* [Work required]: Where a line in the records below contains the string "Hash", tally it; give only the final number.
───── Recorded data ─────
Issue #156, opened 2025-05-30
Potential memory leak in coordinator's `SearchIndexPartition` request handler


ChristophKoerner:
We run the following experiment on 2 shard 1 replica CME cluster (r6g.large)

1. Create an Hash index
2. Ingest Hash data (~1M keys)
─────
* [Output below]: 2